# Ventrilo ohne Putty laufen lassen



## thekillerlord (14. April 2004)

Hi,
Ich würde gerne wissen, wie man einen Ventrilo Server dauerhaft zum laufen bekommt. Sonst muss ich das Putty Fenster immer offen lassen, dass der Ventrilo Server on bleibt, und dass ist nervig  . Gibt es eine Möglichkeit dies zu verhintern?


----------



## Norbert Eder (15. April 2004)

Wie hast den System denn konfiguriert. Ich kenn jetzt Ventrilo nicht, aber startest das Teil übern Putty, hast das Teil auf nem Server? Wenn ja, welchen etc.? 
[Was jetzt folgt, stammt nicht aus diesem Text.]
PR #922, opened 2019-07-16
[automate-cli] Ensure same writer isn't reused across retries

stevendanna:
If we reuse the io.Writer, then we create a corrupt package, thus the
retries have to happen outside the creation of the io.Writer.

### DIFF
--- a/components/automate-deployment/pkg/airgap/bundle_creator.go
+++ b/components/automate-deployment/pkg/airgap/bundle_creator.go
@@ -459,20 +459,23 @@ func (creator *InstallBundleCreator) downloadWithRetries(p habpkg.VersionedPacka
 				return nil // We don't log here since nearly every key is cached.
 			}
 
-			return creator.withRetry(func(tryCount int, ri retryInfo) error {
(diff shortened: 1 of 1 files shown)


components/automate-deployment/pkg/airgap/bundle_creator.go
```diff
@@ -438,61 +438,42 @@ func (creator *InstallBundleCreator) downloadPackageAndKeys(p habpkg.VersionedPa
...
+			progress.DownloadComplete(name, false)
+			if creator.keyCache.IsCached(header.KeyName) {
+				return nil // We don't log here since nearly every key is cached.
 			}
-			return err
-		}
-		progress.DownloadComplete(string(keyname), false)
-		return nil
+
+			return creator.withRetry(func(tryCount int, ri retryInfo) error {
```
stevendanna: I'm considering removing this inner retry.  I'm not sure which is more confusing, both downloads sharing the same retry count, or this key download potentially being retried tries*tries times.  I'm thinking sharing the same retry count is better.

Issue #867, opened 2019-07-11
Stage Project Ingest Rule Changes and Update Events


tylercloke:
# Problem

In order to facilitate updates of project ingest rules in a timely manner, we must apply them to the system in bulk. For the best user experience, we shall allow the user to stage these changes and persist them to the automate install before they take effect on the the incoming and historical data. This story defines that flow of information and the API that supports that use case.

# What it looks like when we're done

## Staging Changes

* A user should be able to stage changes to projects and rules in the system before applying them.

* If they leave their computer, get logged out, or their browser crashes, the changes they've staged should still be applicable

* If multiple users are staging changes, each user should be able to see the changes of the other user

* Staged changes should not be tied to a user, however, so we don't know who made what change

* All staged changes should be applied at the same time

## Applying Staged Changes

* Once a user is satisfied with the changes they've made to the projects and the rules, they should be able to apply the changes

* To effect the changes, the auth system needs to trigger an event in the event system that the project ingest rules have changed

### Waiting for success

* While the changes are taking effect, the user will see the status of the in-flight changes

* The auth system will wait for success messages from the in-flight changes in other services

* The user will receive a status via the user interface when the changes are complete

* A user will be unable to apply future changes without first canceling the in-flight changes

### Staging More Changes

* While changes are in flight, a user can continue to stage future changes to the ingest rules

* Before applying these rules, a user must first cancel the in-flight changes

# Subtasks

- [x] new table to persist desired changes to project rules
- [x] YJ Projects: Apply API
- [x] API to apply changes
- [x] API to fetch a project's rules including staged changes
- [x] API to fetch rules diff
- [x] API to check the state of currently running background job of applying rules
- [x] API to cancel currently running background job of applying rules
- [x] refactor UpdateRule
- [x] refactor DeleteRule
- [x] Refactor Rules API integration tests to include staging APIs @bcmdarroch #870 
- [x] Rule object contains staged or applied status @tylercloke 
- [x] Project API returns rule edits status @tylercloke https://github.com/chef/automate/pull/925

## Subtask: Project API returns rule edits status

We need to be able to show the rule edits status for a given project. This value appears in the Ingest Rules column of the Project List page.

There are three possible statuses:

Edits pending (see https://zpl.io/bJp9KvD)

* If any of the project’s rules have staged changes

No rules (see https://zpl.io/bA7ZvqP)

* If the project has no staged or applied rules

Applied (see https://zpl.io/2GG9m9m)

* If none of the project’s rules have staged changes

[...]

PR #925, opened 2019-07-16
[automate-867] Add overall status of rules for ListRulesForProject

tylercloke:

https://github.com/chef/automate/issues/867

#### Setup

```
start_all_services
```

##### No Rules: NO_RULES

```
curl -kH "api-token: $TOK" -XPOST -d "$(jq -n '{ id: "project1", name: "my project 1" }')" https://localhost/apis/iam/v2beta/projects
curl -kH "api-token: $TOK" https://localhost/apis/iam/v2beta/projects/project1/rules
{"rules":[],"status":"NO_RULES"}
```

##### Rules Staged: EDITS_PENDING

```
curl -kH "api-token: $TOK" https://localhost/apis/iam/v2beta/rules -d "$(jq -n '{ id: "rule1", name: "my foo rule", type: "NODE", project_id: "project1", conditions: [{ operator: "EQUALS", attribute: "CHEF_ORGS", values: ["The Misfits"]}]}')" | jq .
curl -kH "api-token: $TOK" https://localhost/apis/iam/v2beta/projects/project1/rules
{
  "rules": [
    {
      "id": "rule1",
      "project_id": "project1",
      "name": "my foo rule",
      "type": "NODE",
      "conditions": [
        {
          "attribute": "CHEF_ORGS",
          "values": [
            "The Misfits"
          ],
          "operator": "EQUALS"
        }
      ],
      "status": "STAGED"
    }
  ],
  "status": "EDITS_PENDING"
}
```

##### All Rules Applied: RULES_APPLIED

```
curl -kH "api-token: $TOK" -XPOST https://localhost/apis/iam/v2beta/apply-rules
curl -kH "api-token: $TOK" https://localhost/apis/iam/v2beta/projects/project1/rules
{
  "rules": [
    {
      "id": "rule1",
      "project_id": "project1",
      "name": "my foo rule",
      "type": "NODE",
      "conditions": [
        {
          "attribute": "CHEF_ORGS",
          "values": [
            "The Misfits"
          ],
          "operator": "EQUALS"
        }
      ],
      "status": "APPLIED"
    }
  ],
  "status": "RULES_APPLIED"
}
```

##### Some Staged, Some Applied: EDITS_PENDING

```
curl -kH "api-token: $TOK" https://localhost/apis/iam/v2beta/rules -d "$(jq -n '{ id: "rule2", name: "my foo rule", type: "NODE", project_id: "project1", conditions: [{ operator: "EQUALS", attribute: "CHEF_ORGS", values: ["yet another"]}]}')" | jq .
curl -kH "api-token: $TOK" https://localhost/apis/iam/v2beta/projects/project1/rules
{
  "rules": [
    {
      "id": "rule2",
      "project_id": "project1",
      "name": "my foo rule",
      "type": "NODE",
      "conditions": [
        {
          "attribute": "CHEF_ORGS",
          "values": [
            "yet another"
          ],
          "operator": "EQUALS"
        }
      ],
      "status": "STAGED"
    },
    {
      "id": "rule1",
      "project_id": "project1",
      "name": "my foo rule",
      "type": "NODE",
      "conditions": [
        {
          "attribute": "CHEF_ORGS",
          "values": [
            "The Misfits"
          ],
          "operator": "EQUALS"
        }
      ],
      "status": "APPLIED"
    }
  ],
  "status": "EDITS_PENDING"
}
```

- [ ] Code actually executed?

### TODO

- [ ] Update these [tests](https://github.com/chef/automate/pull/870) once they merge (will be done either in that PR or follow up PR)


components/authz-service/storage/v2/memstore/memstore.go
```diff
@@ -312,24 +312,39 @@ func (s *State) ListRules(_ context.Context) ([]*storage.Rule, error) {
...
 
-	return rules, nil
+	var rulesStatus v2.ProjectRulesStatus
+	if len(rules) == 0 {
+		rulesStatus = v2.NoRules
+	} else {
+		if anyStagedRules {
+			rulesStatus = v2.EditsPending
+		} else {
+			rulesStatus = v2.Applied
```
blakestier: I suppose you could skip this branch of the conditional and set the var to `v2.Applied` at the start (on 336)

tylercloke: That seems less clear to me on what the logic is personally. Curious what others think.

bcmdarroch: Go convention seems to be drop the `else` where possible

tylercloke: Ok I can do it that way, I think it's a bit harder to parse though

components/authz-service/server/v2/rules_test.go
```diff
@@ -16,6 +16,7 @@ import (
 )
 
 const applied = "applied"
+const staged = "staged"
```
srenatus: I'm aware your following the example of the code that was there already -- but it's a bit silly what we're doing here, isn't it? What do we try to protect against? I can only imagine two things:
1. We're renaming "applied" to "foobared" some time in the future. Would we then change this to `const applied = "foobared"`? I don't think so.
2. We're afraid of having typos in the code below, someone fat-fingering this into "aplied". What would happen? The tests where this is typo'ed in would probably fail, and the typo would be noticed. I'm having a hard time imagining a situation where a typo (which has had to slip through code review, too) turns a test into a phantom test, or some other harmful thing...

🤷‍♂ Of course it doesn't hurt either. I'm just wondering.

components/authz-service/storage/v2/postgres/postgres.go
```diff
@@ -1219,23 +1219,38 @@ func (p *pg) ListRulesForProject(ctx context.Context, projectID string) ([]*v2.R
...
+	var rulesStatus v2.ProjectRulesStatus
+	if len(rules) == 0 {
+		rulesStatus = v2.NoRules
+	} else {
+		if anyStagedRules {
+			rulesStatus = v2.EditsPending
+		} else {
+			rulesStatus = v2.Applied
+		}
+	}
```
srenatus: Let's flatten this:
```go
ruleStatus := v2.Applied
if len(rules) == 0 {
    rulesStatus = v2.NoRules
}
if anyStagedRules {
    ruleStatus = v2.EditsPending
}
```
I guess some similar comment applies to the memstore part. 😉

components/authz-service/storage/v2/project_rules_status.go
```diff
@@ -0,0 +1,37 @@
...
+
+const (
+	// The project has rules but all are applied
+	Applied ProjectRulesStatus = iota
+	// The project has rules and at least one is staged
+	EditsPending
+	// The project has no staged or applied rules
+	NoRules
+	// RulesStatusError occurs in some error situation
+	RulesStatusError
```
srenatus: [nit] If we changed the order here to have `RulesStatusError` be _first_, we could just `return nil, 0, err` in the postgres code. But this is fine, too.

components/authz-service/server/v2/rules_test.go
tylercloke: I agree in general. I followed the pattern because I didn't wanna update all the places applied was already used without a convo because I assume it was an intentional decision. I also think it's very unlikely that string would change but I guess this is helpful if it does. Regardless, probably not worth updating at this point 😅

components/authz-service/storage/v2/postgres/postgres.go
tylercloke: Very similar ;) Sounds like I'm in the vast minority on this one so I'll go ahead and update it in both places!

components/authz-service/storage/v2/project_rules_status.go
tylercloke: I guess that's technically true. Mostly makes the tests easier to read on failure. Otherwise, I don't think you'd really see the enum in it's integer context. Easy enough to fix though.

Issue #924, opened 2019-07-16
Large node objects can cause ingest-service to become overloaded permaturely


thomascate:
## Describe the bug
When testing with 3MB node objects I have encountered situations where a server starts rejecting messages while mostly idle. In this state, ingest-service is growing in memory usage, however won't consume more than 3-4 cores worth of CPU. 

The root cause of this appears to be that bulkRunPublisher only spawns a single thread, and the rest of the ingest pipeline is waiting for that thread to write to Elasticsearch. In my test scenario I used 3x Elasticsearch servers each using a 5k IOPs io1 ebs volume, and confirmed they weren't having load issues.

From the logs you can see publish messages are occurring sequentially, and taking increasingly long to finish.
>Jul 16 21:36:24 ip-10-1-1-179.us-west-2.compute.internal hab[2562]: ingest-service.default(O): time="2019-07-16T21:36:24Z" level=debug msg=bulkRunPublisherBundler bulkRequestsCount=3 message=ChefRun publish_time=774.793593ms
>Jul 16 21:36:28 ip-10-1-1-179.us-west-2.compute.internal hab[2562]: ingest-service.default(O): time="2019-07-16T21:36:28Z" level=debug msg=bulkRunPublisherBundler bulkRequestsCount=24 message=ChefRun publish_time=3.995722096s
>Jul 16 21:36:50 ip-10-1-1-179.us-west-2.compute.internal hab[2562]: ingest-service.default(O): time="2019-07-16T21:36:50Z" level=debug msg=bulkRunPublisherBundler bulkRequestsCount=135 message=ChefRun publish_time=21.856502108s
>Jul 16 21:37:35 ip-10-1-1-179.us-west-2.compute.internal hab[2562]: ingest-service.default(O): time="2019-07-16T21:37:35Z" level=debug msg=bulkRunPublisherBundler bulkRequestsCount=303 message=ChefRun publish_time=45.824964324s
>Jul 16 21:38:15 ip-10-1-1-179.us-west-2.compute.internal hab[2562]: ingest-service.default(O): time="2019-07-16T21:38:15Z" level=debug msg=bulkRunPublisherBundler bulkRequestsCount=303 message=ChefRun publish_time=39.510887008s

If you look at the "Transforming to bulk" messages, its buffer starts growing immediately, and grows until OOM killer takes effect and kills the ingest-service pid.

[...]

PR #927, opened 2019-07-17
Parallelization of bulk publisher for high loads

lancewf:
image

### 📋 TODO
- [ ] Add context check to fail the message out of the pipeline - this will be adding in future PRs
- [x] Add ``numberOfParallelBulkPublishers`` to the Automate config

Created a message distributor to send messages to multiple bulk publishers. The distributor will create a set number of bulk publishers that the messages will be sent to. The messages are sent to the first publisher until it is filled. Then the overflow messages are sent to the second publisher until it full and so on with the other publisher until they are all full. When they are all full the distributor will wait and try to send the messages again. This algorithm can be easily changed by updating the ``distributeMessage`` function. 

The reason behind filling one of the publishers before sending messages to the other ones is to increase the size of the bulk messages send. With a round-robin or equal distribution approach, all the bulk publishers will be sending small messages with the overhead of more connections to elasticsearch. For example, we would rather send 100 messages with one elasticsearch connection than 4 connections with 25 messages apiece. Once the load on the system is high enough that the bottleneck is publishing the bulk messages. The second bulk publisher's inbox will fill up and the second bulk publisher will start sending bulk messages in parallel.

Wenns ein Linux-Server ist, und du startest einen Daemon, dann sollte der doch weiterlaufen. Wennst einen SSH-Tunnel per SSH auf einen Server hast, dann wird die Verbindung weg sein, wennst Putty zumachst.

Beschreib dein Problem mal ein wenig genauer, dann kann ich dir sicher helfen.

Nitro


----------



## thekillerlord (15. April 2004)

Hab jetzt rausgefunden wenn das Putty Fenster Inaktiv wird kann man es zu machen und Der Server bleibt on.
Aber trotzdem Danke für deine Hilfe.


----------



## Peter Bönnen (19. April 2004)

Um das ganze etwas sauberer zu haben, kannst du den Server auch in einem eigenen screen (http://linuxwiki.de/screen) laufen lassen. So kannst du dann auch später z.B. wieder auf die Statusmeldungen gucken, falls der Server welche generiert und nicht wegschreibt oder auch Kommandos eingeben, sofern dies möglich ist. Irgendeinen Grund muss ja geben, dass der Prozess nicht direkt im Hintergrund gestartet wird.

Peter


----------



## eiceman (26. Mai 2004)

Also ich greif das Thema noch mal auf!

Also ich hab einen Root-Server!
Ventrilo läuft, solange das putty-Fenster offen ist optimal. Der Ventrilo Server soll aber laufen, ohne das er mit putty online gehalten wird. hatte schon mal versucht selber ein script zu schreiben. ISt mir aber nicht besonders gut gelungen!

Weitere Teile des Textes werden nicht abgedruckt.